Stored items:
------------------------------------------------------------------------

Issue #349, opened 2019-11-18
coverall reports coverage decrease despite tests being added


bnavigator:
My recent pull requests enhanced some unit tests, but coverall reports a decrease in coverage.

I believe this happens because it counts the results from the travis jobs without slycot. Most of the unittests are skipped without slycot.

bnavigator:
See the reported decrease for my last contribution to #345 (commit d26d6395288d7d22181cfcfcc73baced420f52c9):

[It is compared to the master branch](https://coveralls.io/builds/2560008) : "3875 of 4625 relevant lines covered (83.78%)"
[but now counts many more lines](https://coveralls.io/builds/27285682) : "26201 of 32361 relevant lines covered (80.96%)"

Something is broken with the coveralls setup.

murrayrm:
It looks like slycot may not be getting installed properly in the runs where it is supposed to be => code that relies on slycot is no longer being tested.  Looking to see what is wrong...

murrayrm:
Fixed in PR #353.

bnavigator:
Coverage still does not count the correct line numbers or compares to a wrong reference. See #366

bnavigator:
I don't think this is fixed by #353. With my recent PR #370, [coverall reports](https://coveralls.io/builds/28364668)

> 3952 of 4670 relevant lines covered (84.63%)

but on the [master build it is compared to](https://coveralls.io/builds/27948073)
> 34471 of 41958 relevant lines covered (82.16%)

PR #353, opened 2019-12-28
Fix slycot link error

murrayrm:
This PR address a problem in the `slycot` build process (documented [here](https://github.com/python-control/Slycot/pull/85)) in which building `slycot` from source is currently failing.  This is related to issue #349 where coveralls was reporting a decrease in coverage (because `slycot` was not present => some code was not being tested).

To fix this, I changed the `.travis.yml` file to use the `conda-forge` version of `slycot` by default.  This is probably the better thing to do in any case, since that  is how most users are likely to get `slycot`.  I also added two "optional" (allowed to fail) builds that create the `slycot` package from source code, as was originally done.  I put in one for python-2.7 (still working) and one for python-3.7 (failing).

I didn't squash the commits when  I created this PR, but suggest doing that when it is merged.

### DIFF
--- a/.travis.yml
+++ b/.travis.yml
@@ -36,13 +36,13 @@ jobs:
       dist: xenial
       services: xvfb
       python: "2.7"
-      env: SCIPY=scipy SLCOT=source
+      env: SCIPY=scipy SLYCOT=source
     - name: "linux, Python 3.7, slycot=source"
       os: linux
       dist: xenial
       services: xvfb
       python: "3.7"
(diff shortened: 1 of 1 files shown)


bnavigator:
The Python 3.7 ``slycot=source`` job fails because Travis mixes OpenBLAS with BLAS/LAPACK. See [my comment](https://github.com/python-control/Slycot/pull/85#issuecomment-569844824) in python-control/Slycot#85

Issue #377, opened 2020-03-04
arrow size in Nyquist plot


geekonloose:
I am experiencing weird issue. My code is as below. 
```
import control
import numpy as np
import matplotlib.pyplot as plt
from matplotlib.patches import *
num = 240
den = [1, 10, -11, -180]

# Creating a transfer function G = num/den
G = control.tf(num, den)
# w = np.logspace(-3, 3, 5000)
control.nyquist_plot(G, omega=None, Plot=True, labelFreq=0)
```
It creates wierd arrow size as shown in below figure. Is there any way to reduce the size of arrow?
![Figure_1](https://user-images.githubusercontent.com/30520900/75840675-c31a3e80-5df1-11ea-9750-b5edfed82d95.png)

murrayrm:
See discussion on issue #303

geekonloose:
Added in #379

PR #378, opened 2020-03-04
Nyquist_plot changed to accommodate arrow size

geekonloose:
Now functions is read like this: ```nyquist_plot(syslist, hl=0.1, hw=0.1, omega=None, Plot=True,   labelFreq=0, *args, **kwargs)```


geekonloose:
This is regarding issue #377

PR #379, opened 2020-03-04
Arrow head length and head width option is added in nyquist_plot function

geekonloose:


murrayrm:
It looks like the line style or something changed so that *every* line in the is marked as deleted then added.

Can you try to reset the line style back to the original so that we can see only those lines that changed?  Much easier to track updates that way.

geekonloose:
My editor was automatically formatting to pep8 format sorry for that. I have reformatted file as possible. Now it should read alright.

murrayrm:
Can you just go back to the original file and only edit the lines that actually need to be changed?  Just putting the lines changed in the PR comments won't let people see what actually changed if they do `git diff`.

murrayrm:
Looks like 8f8565b3b7d58544972ea2556fa6261ee1b31dc1 fixed the problem but then 1f4885d changed it back?

murrayrm:
Also: I suggest using keywords that are more descriptive than `hw` and `hl`.  How about `arrowhead_width` and `arrowhead_length`?

geekonloose:
ok I will do that.

Issue #373, opened 2020-02-17
Bode plots use Hz instead of rad/sec in MATLAB compatibility mode


paulvicioso:
Hi everyone,

When I try the bode function from the control.matlab library to plot the Bode of a simple function (H(s)=1/(s+1)) I'm getting the wrong angular frequencies (shifted one decade). In other words, the break frequency is at 0.1 rad/s instead of 1.0 rad/s (see image). I'm not sure if this is an issue or I'm just doing something wrong. Could you please help me with this problem.

My system is a macOS Catalina 10.15.3 and I'm using Python 3.7.5.

```
import numpy as np
import control.matlab as ml
import matplotlib.pyplot as plt

num = np.array([1])
den = np.array([1, 1])

G = ml.tf(num, den)

print(G)

mag, phase, freq = ml.bode(G)
plt.show()
```

![Bode_plot](https://user-images.githubusercontent.com/8233543/74689704-8ffd6b80-51b2-11ea-9c22-4506daf9939a.png)

Thank you

murrayrm:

------------------------------------------------------------------------

ABOUT THIS EXERCISE:
Each record must appear again, word for word.

TASK SOLUTION:
Issue #349, opened 2019-11-18
coverall reports coverage decrease despite tests being added


bnavigator:
My recent pull requests enhanced some unit tests, but coverall reports a decrease in coverage.

I believe this happens because it counts the results from the travis jobs without slycot. Most of the unittests are skipped without slycot.

bnavigator:
See the reported decrease for my last contribution to #345 (commit d26d6395288d7d22181cfcfcc73baced420f52c9):

[It is compared to the master branch](https://coveralls.io/builds/2560008) : "3875 of 4625 relevant lines covered (83.78%)"
[but now counts many more lines](https://coveralls.io/builds/27285682) : "26201 of 32361 relevant lines covered (80.96%)"

Something is broken with the coveralls setup.

murrayrm:
It looks like slycot may not be getting installed properly in the runs where it is supposed to be => code that relies on slycot is no longer being tested.  Looking to see what is wrong...

murrayrm:
Fixed in PR #353.

bnavigator:
Coverage still does not count the correct line numbers or compares to a wrong reference. See #366

bnavigator:
I don't think this is fixed by #353. With my recent PR #370, [coverall reports](https://coveralls.io/builds/28364668)

> 3952 of 4670 relevant lines covered (84.63%)

but on the [master build it is compared to](https://coveralls.io/builds/27948073)
> 34471 of 41958 relevant lines covered (82.16%)

PR #353, opened 2019-12-28
Fix slycot link error

murrayrm:
This PR address a problem in the `slycot` build process (documented [here](https://github.com/python-control/Slycot/pull/85)) in which building `slycot` from source is currently failing.  This is related to issue #349 where coveralls was reporting a decrease in coverage (because `slycot` was not present => some code was not being tested).

To fix this, I changed the `.travis.yml` file to use the `conda-forge` version of `slycot` by default.  This is probably the better thing to do in any case, since that  is how most users are likely to get `slycot`.  I also added two "optional" (allowed to fail) builds that create the `slycot` package from source code, as was originally done.  I put in one for python-2.7 (still working) and one for python-3.7 (failing).

I didn't squash the commits when  I created this PR, but suggest doing that when it is merged.

### DIFF
--- a/.travis.yml
+++ b/.travis.yml
@@ -36,13 +36,13 @@ jobs:
       dist: xenial
       services: xvfb
       python: "2.7"
-      env: SCIPY=scipy SLCOT=source
+      env: SCIPY=scipy SLYCOT=source
     - name: "linux, Python 3.7, slycot=source"
       os: linux
       dist: xenial
       services: xvfb
       python: "3.7"
(diff shortened: 1 of 1 files shown)


bnavigator:
The Python 3.7 ``slycot=source`` job fails because Travis mixes OpenBLAS with BLAS/LAPACK. See [my comment](https://github.com/python-control/Slycot/pull/85#issuecomment-569844824) in python-control/Slycot#85

Issue #377, opened 2020-03-04
arrow size in Nyquist plot


geekonloose:
I am experiencing weird issue. My code is as below. 
```
import control
import numpy as np
import matplotlib.pyplot as plt
from matplotlib.patches import *
num = 240
den = [1, 10, -11, -180]

# Creating a transfer function G = num/den
G = control.tf(num, den)
# w = np.logspace(-3, 3, 5000)
control.nyquist_plot(G, omega=None, Plot=True, labelFreq=0)
```
It creates wierd arrow size as shown in below figure. Is there any way to reduce the size of arrow?
![Figure_1](https://user-images.githubusercontent.com/30520900/75840675-c31a3e80-5df1-11ea-9750-b5edfed82d95.png)

murrayrm:
See discussion on issue #303

geekonloose:
Added in #379

PR #378, opened 2020-03-04
Nyquist_plot changed to accommodate arrow size

geekonloose:
Now functions is read like this: ```nyquist_plot(syslist, hl=0.1, hw=0.1, omega=None, Plot=True,   labelFreq=0, *args, **kwargs)```


geekonloose:
This is regarding issue #377

PR #379, opened 2020-03-04
Arrow head length and head width option is added in nyquist_plot function

geekonloose:


murrayrm:
It looks like the line style or something changed so that *every* line in the is marked as deleted then added.

Can you try to reset the line style back to the original so that we can see only those lines that changed?  Much easier to track updates that way.

geekonloose:
My editor was automatically formatting to pep8 format sorry for that. I have reformatted file as possible. Now it should read alright.

murrayrm:
Can you just go back to the original file and only edit the lines that actually need to be changed?  Just putting the lines changed in the PR comments won't let people see what actually changed if they do `git diff`.

murrayrm:
Looks like 8f8565b3b7d58544972ea2556fa6261ee1b31dc1 fixed the problem but then 1f4885d changed it back?

murrayrm:
Also: I suggest using keywords that are more descriptive than `hw` and `hl`.  How about `arrowhead_width` and `arrowhead_length`?

geekonloose:
ok I will do that.

Issue #373, opened 2020-02-17
Bode plots use Hz instead of rad/sec in MATLAB compatibility mode


paulvicioso:
Hi everyone,

When I try the bode function from the control.matlab library to plot the Bode of a simple function (H(s)=1/(s+1)) I'm getting the wrong angular frequencies (shifted one decade). In other words, the break frequency is at 0.1 rad/s instead of 1.0 rad/s (see image). I'm not sure if this is an issue or I'm just doing something wrong. Could you please help me with this problem.

My system is a macOS Catalina 10.15.3 and I'm using Python 3.7.5.

```
import numpy as np
import control.matlab as ml
import matplotlib.pyplot as plt

num = np.array([1])
den = np.array([1, 1])

G = ml.tf(num, den)

print(G)

mag, phase, freq = ml.bode(G)
plt.show()
```

![Bode_plot](https://user-images.githubusercontent.com/8233543/74689704-8ffd6b80-51b2-11ea-9c22-4506daf9939a.png)

Thank you

murrayrm:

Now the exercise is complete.